Anche Piero, con parole sue, ce lo conferma: “il lupo è curioso, ma teme l’uomo… Come tutti gli animali di questa terra, perché l’uomo è l’animale più pericoloso che esista“.
“Tu come proteggi le tue pecore dai lupi?” Gli chiedo.
“Io ho i cani (6 da guardia e 2 da conduzione per 50 pecore) e poi le seguo“.
“Secondo te che sei del mestiere, Piero, quale potrebbe essere la soluzione per un allevatore?”
“Con le bestie, per fare il pastore, bisogna starci” risponde, incisivo. “È che secondo me alcuni non vogliono far fatica. Poi dipende dalla mentalità: se non c’è cultura, in queste cose, è come avere una casa senza fondamenta“.
Nella zona dove si trova Piero, un tempo c’erano “più pecore che uomini“; e i lupi non si contavano, tant’è che i pastori avevano anche tanti cani, anche se purtroppo qualche colpo di lupara ci scappava… Forse senza sapere che avrebbe contribuito all’estinzione di questo animale selvatico.
Ora i tempi sono cambiati, c’è molta informazione e di certo anche un’assistenza che una volta non esisteva.
Forse molti tuttora ignorano l’esistenza dei cani vaganti, che predano, tra gli altri animali, anche quelli domestici e che per i progenitori lupi costituiscono una potenziale minaccia sia per la trasmissione di malattie sia per l’ibridazione e la conseguente dispersione genetica.
“Quante ore lavori, al giorno, Piero?”
“Mah, in questo periodo anche 13/14 ore.
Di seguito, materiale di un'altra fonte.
PR #1640, opened 2026-05-30
feat(tokowaka-client): add [edge-optimize-status] prefix to log messages

jindaliiita:
## Summary

- Add `[edge-optimize-status]` structured prefix to all log messages in the `checkEdgeOptimizeStatus` method for easier log filtering/tracing
- Promote `response.status` and `edge optimize headers found` logs from `debug` to `info` level for better observability in production
- Include `targetUrl` in error/warn log messages for improved context

## Test Plan

- [x] All 698 existing tests pass with 100% coverage
- [x] No functional changes — log message format only

### DIFF
--- a/packages/spacecat-shared-tokowaka-client/src/index.js
+++ b/packages/spacecat-shared-tokowaka-client/src/index.js
@@ -1147,7 +1147,7 @@ class TokowakaClient {
     const baseURL = getEffectiveBaseURL(site);
     const targetUrl = new URL(path, baseURL).toString();
 
-    this.log.info(`Checking edge optimize status for ${targetUrl}`);
+    this.log.info(`[edge-optimize-status] Checking edge optimize status for ${targetUrl}`);
 
     const maxRetries = 3;
     let attempt = 0;
@@ -1156,7 +1156,7 @@ class TokowakaClient {
 
     while (attempt <= maxRetries) {
       try {
-        this.log.debug(`Attempt ${attempt + 1}/${maxRetries + 1}: Checking edge optimize status for ${targetUrl}`);
+        this.log.debug(`[edge-optimize-status] Attempt ${attempt + 1}/${maxRetries + 1}: Checking edge optimize status for ${targetUrl}`);
 
         // eslint-disable-next-line no-await-in-loop
         const response = await tracingFetch(targetUrl, {
@@ -1168,12 +1168,12 @@ class TokowakaClient {
           timeout: REQUEST_TIMEOUT_MS,
         });
 
-        this.log.debug(`Response status: ${response.status}`);
+        this.log.info(`[edge-optimize-status] Response status: ${response.status} for ${targetUrl}`);
 
         const edgeOptimizeEnabled = response.headers.get('x-tokowaka-request-id') !== null
           || response.headers.get('x-edgeoptimize-request-id') !== null;
 
-        this.log.debug(`Edge optimize headers found: ${edgeOptimizeEnabled}`);
+        this.log.info(`[edge-optimize-status] Edge optimize headers found: ${edgeOptimizeEnabled} for ${targetUrl}`);
 
         return {
           edgeOptimizeEnabled,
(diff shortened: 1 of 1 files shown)


packages/spacecat-shared-tokowaka-client/src/index.js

Mungo, faccio il formaggio, macello e vendo la carne. Mi piace, il mio lavoro, anche se è molto faticoso“.
“E i cani da guardia?”
“Ah, quelli darebbero la vita per le pecore. Una cosa è certa: dagli animali c’è sempre da imparare“.
E mi mostra una foto di una sua cagna che allatta gli agnellini, a riprova di quest’affezione reciproca.
Dalla vigorosa e positiva concretezza di Piero trapela anche tanta tenerezza. Mi chiedo se il contatto ravvicinato con la natura non renda anche migliori…
Alcune regioni si sono dette favorevoli alla proposta di legge che ammette l’abbattimento controllato e giustificato di un numero predefinito di lupi, mentre altre si sono dimostrate totalmente contrarie. La conferenza delle regioni per ora non ha quindi trovato un accordo, rimandato ad un momento di maggior disponibilità di dati sull’argomento.
Il calendario di iniziative del progetto Life WolfAlps terminerà a marzo e tirerà le somme con un convegno a Trento i giorni 19 e 20 dello stesso mese. Speriamo che nel frattempo gli animi, soprattutto quelli di chi vive nello stesso habitat del lupo, si siano rasserenati e soprattutto si sia maturata una più profonda consapevolezza del patrimonio naturale che ci circonda e dal quale siamo interdipendenti.